INSTRUCTIONS FOR THE TASK: In the records below, count every line that includes the word "update". Provide the total alone.
------------------------
PR #248, opened 2020-04-25
travis: add more architectures + enable Coverity

brauner:
Signed-off-by: Christian Brauner <christian@brauner.io>

### DIFF
--- a/.travis.yml
+++ b/.travis.yml
@@ -1,16 +1,38 @@
+dist: bionic
 sudo: false
 
 language: c
 
 compiler:
-  - gcc
-  - clang
+ - gcc
+ - clang
+
+arch:
+ - amd64
+ - arm64
+ - ppc64le
+ - s390x
+
+env:
+  global:
+   # The next declaration is the encrypted COVERITY_SCAN_TOKEN, created
+   #   via the "travis encrypt" command using the project repo's public key
+   - secure: "D3C+O5UjN8Oe0FROMk5yPRU0he4UNAaHdxwSVG2373ImzYIs3pIvre1kXzeQSajbXCRKiKE8p2U0TooIRZAo/JeaZDgb4dBhij4c4/Qv8MpFCTC1W7cgo6UeOQeZwdfqp7v9Zz5ubh6RW68bmSM2naqQim1zuD1vDSGy4Wir7z4="
+
+before_install:
+  - sudo apt-get update -qq
+  - sudo apt-get -y install -qq automake autopoint xsltproc libselinux1-dev gettext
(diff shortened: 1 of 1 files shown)


jubalh:
AFAIK they only allow a certain number of builds (per day?) and for that reason they advise to have a dedicated branch and not run on master, if I remember correctly.

brauner:
> AFAIK they only allow a certain number of builds (per day?) and for that reason they advise to have a dedicated branch and not run on master, if I remember correctly.

True, but we don't have that many merges that we need to worry about that?

brauner:
> > AFAIK they only allow a certain number of builds (per day?) and for that reason they advise to have a dedicated branch and not run on master, if I remember correctly.
> 
> True, but we don't have that many merges that we need to worry about that?

Sincere question. :)

jubalh:
> True, but we don't have that many merges that we need to worry about that?

Probably :) I don't know the exact number of requests. But I thought if for some time you don't merge anything. And then have some free time slot and merge 20 requests on one day, maybe it already is too much.

So I don't know just wanted to mention it in case you were not aware of the limitation :)

.travis.yml
```diff
@@ -1,16 +1,38 @@
...
-  apt:
-    packages:
-      - autopoint
-      - xsltproc
+  coverity_scan:
+    project:
+      name: "shadow-maint/shadow"
+      description: "Upstream shadow utils tree"
+    notification_email: christian.brauner@ubuntu.com,serge@hallyn.com
+    build_command_prepend: "./autogen.sh --without-selinux --disable-man"
```
hallyn, line 33: Unrelated to this change, but I've beenw ondering whether we should not do --disable-man.

hallyn:
Thanks.

.travis.yml
brauner: We probably should...

.travis.yml
```diff
@@ -1,16 +1,38 @@
...
+
+env:
+  global:
+   # The next declaration is the encrypted COVERITY_SCAN_TOKEN, created
+   #   via the "travis encrypt" command using the project repo's public key
+   - secure: "D3C+O5UjN8Oe0FROMk5yPRU0he4UNAaHdxwSVG2373ImzYIs3pIvre1kXzeQSajbXCRKiKE8p2U0TooIRZAo/JeaZDgb4dBhij4c4/Qv8MpFCTC1W7cgo6UeOQeZwdfqp7v9Zz5ubh6RW68bmSM2naqQim1zuD1vDSGy4Wir7z4="
+
+before_install:
+  - sudo apt-get update -qq
+  - sudo apt-get -y install -qq automake autopoint xsltproc libselinux1-dev gettext
```
hallyn, line 24: Oh, ...  switching from the yaml based list of packages to install seems like maybe a regression?  Arguable, I guess.

PR #250, opened 2020-04-25
[strawman] Implement libsubid

hallyn:
This implements a proposd new libsubid with an API to allow other daemons and programs to coordinate subuid and subgid manipulations:

```
struct subordinate_range **get_subuid_ranges(char *owner);
struct subordinate_range **get_subgid_ranges(char *owner);
void subid_free_ranges(struct subordinate_range **ranges);

int get_subuid_owners(uid_t uid, uid_t **owner);
int get_subgid_owners(uid_t uid, uid_t **owner);

/* range should be pre-allocated with owner and count filled in, start is
 * ignored, can be 0 */
bool grant_subuid_range(struct subordinate_range *range, bool reuse);
bool grant_subgid_range(struct subordinate_range *range, bool reuse);

bool free_subuid_range(struct subordinate_range *range);
bool free_subgid_range(struct subordinate_range *range);
```

It also gets travis automatically running the libsubid testcases.


hallyn:
ping, review - especially at the api level, of anyone who might want to use this, would be great.

Many container related users of course would use go bindings (and maybe I'll offer those here), so the api at that level may be slightly different anyway...

hallyn:
@ping - I will merge this soon if there are no comments.

rhatdan:
@giuseppe PTAL

rhatdan:
LGTM

giuseppe:
thanks, the API seems fine to me

Issue #239, opened 2020-04-06
Allow directory "/nonexistent" or the like


lifecrisis:
Greetings:

I use Debian, so robot users on my system have home directory set to `/nonexistent` in the `/etc/passwd` file.

Normally this is fine, but when my team builds custom Debian FAI images, we would like to be able to run `pwck` as part of the process.  This becomes problematic because users with `/nonexistent` home directories are flagged as having bad `/etc/passwd` entries (causing exit status 2).

I would like to submit a patch that allows for explicitly setting the home directory to `/nonexistent` when a user is not supposed to have a home.

Would such a patch be accepted?  I want to ask before doing the work...

Thanks!

vapier:
this doesn't sound like it has wider distro/*NIX usage, so adding it to the canonical package sounds inappropriate to me.

how about adding a configure flag or runtime config option for it instead ?

lifecrisis:
That sounds fine to me.  I think a runtime configuration option makes the most sense, so that no one has to re-build if they want to change it.

Would it be okay if I worked on a PR to add it?

vapier:
i think it sounds fine, but i'm not the one who would be merging the PR :)

hallyn:
The earlier part of your description makes sense, but I'm not sure I'm following this part:

```
I would like to submit a patch that allows for explicitly setting the home directory to /nonexistent when a user is not supposed to have a home.
```

Are you wanting for pwck to simply ignore a nonexisting homedir if it matches a particular path (which can be passed to ./configure), or for pwck to actually set the homedir to that path?  If the latter, how would pwck decide which accounts to do this for?

lifecrisis:
@hallyn:  Definitely the former.  If the home directory path matches a particular string set either at compile-time or in runtime config file, then `pwck` will not return an error when a user has this home directory and it doesn't exist.

hallyn:
I'm fine with this - you could even add it to login.defs?

lifecrisis:
@hallyn Great!

Sure, adding it to `login.defs` sounds like a good idea.  I'll get to work on a patch. :)

lifecrisis:
@hallyn -- Friendly update: See the PR that mentions this issue.

I think there is a lot that could be done here.  Of course, how much more _needs_ to be done is up for debate.  I went for the minimal solution in the PR that fixes the issue for Debian-based systems.

PR #251, opened 2020-05-08
Add "NONEXISTENT" to "login.defs"

lifecrisis:
Greetings:

This is my initial attempt at a patch that will help the `pwck` utility function more helpfully on systems that use a special string to indicate that a user account intentionally does not have a home directory on the system.

For example, on Debian, it would be normal to see an `/etc/passwd` entry such as the following:

```
lp:x:7:7:lp,,,,:/nonexistent:/usr/sbin/nologin
```

The special directory string `/nonexistent` does not refer to a path on the system.  Instead, it indicates that this account does not have a home directory on purpose.

However, as `pwck` is currently written, it will generate the following errors for such accounts.  For example, using `sudo pwck -r` to validate the `/etc/passwd` file, we see:

```
user 'lp': directory '/nonexistent' does not exist
user 'news': directory '/nonexistent' does not exist
user 'uucp': directory '/nonexistent' does not exist
...
user 'list': directory '/nonexistent' does not exist
user 'pulse': directory '/nonexistent' does not exist
user '_apt': directory '/nonexistent' does not exist
user 'nobody': directory '/nonexistent' does not exist
pwck: no changes
```

This is not desirable for situations in which we need to use `pwck` as part of an automated process.  In these scenarios, we would prefer to simply check the exit status of the command to verify our `/etc/passwd` file.  My team would like to use `pwck` in this way for custom FAI builds of Debian.

This PR will add a new setting to `login.defs` that will be used to indicate when a system account does not need a home directory.  This will prevent useless errors from `pwck`.

Currently, the setting acts as a last stage filter for checking this error condition.  I.e., if a system user has a home directory string that doesn't name a path on disk, then `pwck` will now compare that string to the `NONEXISTENT` setting.  If they match, no error will be printed.  The usage of this option could be made more all-encompassing, but I decided to fix the minimal case for now, keeping the PR small.

Let me know what you think!

Closes: #239.


hallyn:
This looks ok to me, thanks.

The 'Edit NONEXISTENT" patch should probably be folded into the patch defining NONEXISTENT.xml, if you're comfortable enough with git rebasing.

lifecrisis:
@hallyn: I rebased, as requested.  There were two commits with minor edits that have been squashed into ancestors. I also uploaded my public key to GitHub so that each commit is now properly marked as verified.

Let me know if anything else needs to be addressed!

hallyn:
Thanks, looks good.

PR #254, opened 2020-05-10
[RFC] Add --exec-command / -e to `su` for shell-bypass

vcaputo:
This adds the ability to run commands via `su` without an interpretive shell, enabling a thinner user-switching veneer over execve() mode of operation.


hallyn:
Thanks - this looks good to me.

I'm a bit skiddish about the possibility that, however correct it is, it might break someone's usage in some script somewhere from way back when.  So I'm going to take another look with fresh eyes soon, before I merge.

hallyn:
Actually, you marked this as 'draft' - are you intending to make more changes?

vcaputo:
@hallyn Well, I didn't update the docs in this PR, which I presumed would be necessary before merging.  So I figured leave it as an RFC draft in case we need to bikeshed a bit on the flag naming or anything else before updating the docs/man page.

But no, I didn't have any planned future modifications to the code.

My only apprehension with this PR is I fairly quickly did the getopt replacement in frustration and didn't make an exhaustive effort to verify I replicated exactly all of the error messages getopt might produce with bad flags.  I made *some* effort, but I didn't go crazy with it, like I didn't scrutinize the getopt code to run down all the error paths and ensure I replicated all of them.  I'm not sure how important that aspect is.

hallyn:
Hi,

in PR #256 I proposed an alternate fix for the 'user' handling in su.

While doing this I noticed that the argument handling for -c is wrong anyway - it appears if you do

```
su -c /bin/cat -- /somefile
```

It will do

```
$shell -c /bin/cat /somefile
```
but it would need to do

```
$shell -c "/bin/cat /somefile"
```
for the arguments to get sent to the command.  It seems an easy enough fix, but I didn't do it just now.

hallyn:
@vcaputo how would you feel about rebasing this patch set on top of PR#256 instead of patch 1/3 ?

hallyn:
ping?  I may go ahead and rebase it myself this weekend if you don't have time but don't object.

vcaputo:
See comments in #256

vcaputo:
BTW as demonstrated in #256, the way the POSIX shell handles subsequent arguments following `-c foo` makes the existing `su -c foo -- args to foo` *very* awkward and unintuitive to anyone actually attempting to make this work, even when there aren't `su` bugs interfering.

I don't know anyone who would naturally think to add explicit parameters suffixing the `-c foo` argument, but that's what's needed to actually plumb the arguments through the intermediate shell.  i.e. `su -c 'foo $0 $1' -- arg arg` etc...  At least not without some reading of the shell man page:
```
       -c        If the -c option is present, then commands are read from  the
                 first non-option argument command_string.  If there are argu‐
                 ments  after  the  command_string,  the  first  argument   is
                 assigned  to  $0  and any remaining arguments are assigned to
                 the positional parameters.  The assignment  to  $0  sets  the
                 name  of  the  shell, which is used in warning and error mes‐
                 sages.
```
predicated on the realization that there's another shell gating things in the middle there, so go look at its man page about *its* -c handling.

So, if some form of --exec lands, I'd like to see mentioning something about this in the man page - perhaps even promoting --exec use over --command or demoting --command in the manual as something you should only use if shell features are required.  The way argument passing behaves with --exec is much more sane IMHO.

HarmtH:
I don't think this PR is needed, as ```sh -s``` already does this?

vcaputo:
@HarmtH I presume you meant `su -s`.

It's not equivalent because that's `su` executing an arbitrary command as an *interactive* shell.  When `su --command` is used, the controlling tty is closed.  When `su --shell` without a command is used, the controlling tty remains.

And if you attempt to somehow contort this into working by mixing `--command` and `--shell`, you'll find there's always a `-c` separating what you passed to `--shell` and `--command`.  Because the argument of `--shell` is expected to be a POSIX-compliant shell accepting `-c command`.

`su` simply doesn't support executing commands without a shell.

HarmtH:
Yes, I meant ```su -s``` indeed 😃. Can you give me an example of the controlling tty being closed? I seem to be able to ^C programs with ether ```su -s``` or  ```su -c```.

vcaputo:
Here's the relevant code in su https://github.com/shadow-maint/shadow/blob/master/src/su.c#L1110

hallyn:
> BTW as demonstrated in #256, the way the POSIX shell handles subsequent arguments following `-c foo` makes the existing `su -c foo -- args to foo` _very_ awkward and unintuitive to anyone actually attempting to make use of `--`, even when there aren't `su` bugs interfering.

Yes, I thought I'd mentioned that in my pr but I guess I edited that out in a rebase.

I'm going to think just a bit more about this and then probably merge it and update the manpage.

vcaputo:
I'm in no hurry - it'll be forever before this percolates into my molasses-like distro anyways.  What started out as just wanting to add a shell bypass mode to `su` turned into finding a dusty skeleton in this old closet.

Honestly, I didn't exhaustively test this PR, because it was apparent that there'd appropriately be some friction, and likely discussion and iteration necessary if it would land at all.  I just made things presentable enough to try move things forward, get the ball rolling on upstream understanding what had been uncovered.

So definitely take care in sanity checking this stuff before merging.  I'll see if I can make some time to do more testing of this PR myself as well.

Let's not replace an existing argument handling bug with new ones out of haste, especially with a suid binary.

hallyn:
Yeah - I was planning on adding some tests based on the ones you showed above.

Thanks for this.

HarmtH:
> Here's the relevant code in su https://github.com/shadow-maint/shadow/blob/master/src/su.c#L1110

I meant an example which showes the necessity / use case of the controlling terminal being closed :sweat_smile: Maybe unnecessary to say, but having a controlling terminal and being an interactive shell are two entirely different concepts. You can have a non-interactive shell with a controlling terminal, and you can have an interactive shell without a controlling terminal (although you won't have job control then).

Btw, as soon as you give additional arguments to a (non-)shell passed to ```-e```, the controlling terminal also already gets closed, see https://github.com/shadow-maint/shadow/blob/master/src/su.c#L832

alejandro-colomar:
What's the status of this?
------------------------
EXERCISE RESULT: 5